[Dataset entries]
------------------------------------------------------------------------

PR #129, opened 2026-04-28
fix(extraction): drop duplicate export-var nodes and honour maxFileSize in bulk path

andreinknv:
## Summary

Two correctness bugs in the core extraction pipeline, surfaced by stress-testing against an adversarial corpus (5k synthetic export-const declarations plus an 8MB single-line file).

### 1. Every `export const` produces two duplicate nodes

`export const X = ...` was producing **two** nodes for the same symbol:
- one with `kind: 'variable'` from `extractExportedVariables`
- one with `kind: 'constant'` from `extractVariable` (invoked when the walker descended into the `export_statement` child)

Stress-testing showed 100% duplication across 5,003 `export const` declarations.

The dedicated `extractVariable` dispatch is the correct one — it picks `kind` from `isConst`, captures the initializer signature, and walks type annotations. The `extractExportedVariables` helper was redundant because each language extractor's `isExported` predicate already walks the parent chain to detect the export wrapper. Removed the `export_statement` branch from the walker dispatch (children are descended into normally) and dropped the private helper.

### 2. `maxFileSize` silently ignored on the bulk-index path

`extractFile()` (single-file API) checked `stats.size > config.maxFileSize`, but the bulk `indexAll()` path read each file's stats and never compared. Vendored generated files (multi-MB headers, minified bundles) were indexed regardless of the user's cap. Mirrored the single-file behaviour: emit a `size_exceeded` warning, count the file as skipped, advance progress, continue.

## Test plan

Verified live against a stress workspace (5,005 synthetic files; 50,000 fns in one 3MB file; 8MB single-line file; 5,000 `export const` declarations):

| Metric | Before | After |
|--------|--------|-------|
| Duplicate var/const node sets | 5,003 (100%) | **0** |
| Files >1MB indexed despite `maxFileSize: 1MB` | 2 | **0** |
| Total nodes | 65,014 | 10,008 |

- [x] `npx vitest run` — **380 passed** (was 374 passed, 6 failed before this fix; the 6 failing tests asserted the duplicate behavior, now updated to match the correct `kind: 'constant'`)
- [x] `npx tsc --noEmit` passes
- [x] Live `codegraph index` against stress corpus produces the expected node counts and `size_exceeded` warnings

### DIFF
--- a/__tests__/extraction.test.ts
+++ b/__tests__/extraction.test.ts
@@ -376,7 +376,7 @@ export const useUIStore = create<UIState>((set) => ({
 `;
     const result = extractFromSource('store.ts', code);
 
-    const varNode = result.nodes.find((n) => n.kind === 'variable' && n.name === 'useUIStore');
+    const varNode = result.nodes.find((n) => n.kind === 'constant' && n.name === 'useUIStore');
     expect(varNode).toBeDefined();
     expect(varNode?.isExported).toBe(true);
   });
@@ -390,7 +390,7 @@ export const config = {
 `;
     const result = extractFromSource('config.ts', code);
 
-    const varNode = result.nodes.find((n) => n.kind === 'variable' && n.name === 'config');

------------------------------------------------------------------------

_Brief_: Return, exactly as they stand, the lines from the start of the records above through the line with "65,014 | 10,008 |", both ends included, and no other lines.

_Final answer_:
PR #129, opened 2026-04-28
fix(extraction): drop duplicate export-var nodes and honour maxFileSize in bulk path

andreinknv:
## Summary

Two correctness bugs in the core extraction pipeline, surfaced by stress-testing against an adversarial corpus (5k synthetic export-const declarations plus an 8MB single-line file).

### 1. Every `export const` produces two duplicate nodes

`export const X = ...` was producing **two** nodes for the same symbol:
- one with `kind: 'variable'` from `extractExportedVariables`
- one with `kind: 'constant'` from `extractVariable` (invoked when the walker descended into the `export_statement` child)

Stress-testing showed 100% duplication across 5,003 `export const` declarations.

The dedicated `extractVariable` dispatch is the correct one — it picks `kind` from `isConst`, captures the initializer signature, and walks type annotations. The `extractExportedVariables` helper was redundant because each language extractor's `isExported` predicate already walks the parent chain to detect the export wrapper. Removed the `export_statement` branch from the walker dispatch (children are descended into normally) and dropped the private helper.

### 2. `maxFileSize` silently ignored on the bulk-index path

`extractFile()` (single-file API) checked `stats.size > config.maxFileSize`, but the bulk `indexAll()` path read each file's stats and never compared. Vendored generated files (multi-MB headers, minified bundles) were indexed regardless of the user's cap. Mirrored the single-file behaviour: emit a `size_exceeded` warning, count the file as skipped, advance progress, continue.

## Test plan

Verified live against a stress workspace (5,005 synthetic files; 50,000 fns in one 3MB file; 8MB single-line file; 5,000 `export const` declarations):

| Metric | Before | After |
|--------|--------|-------|
| Duplicate var/const node sets | 5,003 (100%) | **0** |
| Files >1MB indexed despite `maxFileSize: 1MB` | 2 | **0** |
| Total nodes | 65,014 | 10,008 |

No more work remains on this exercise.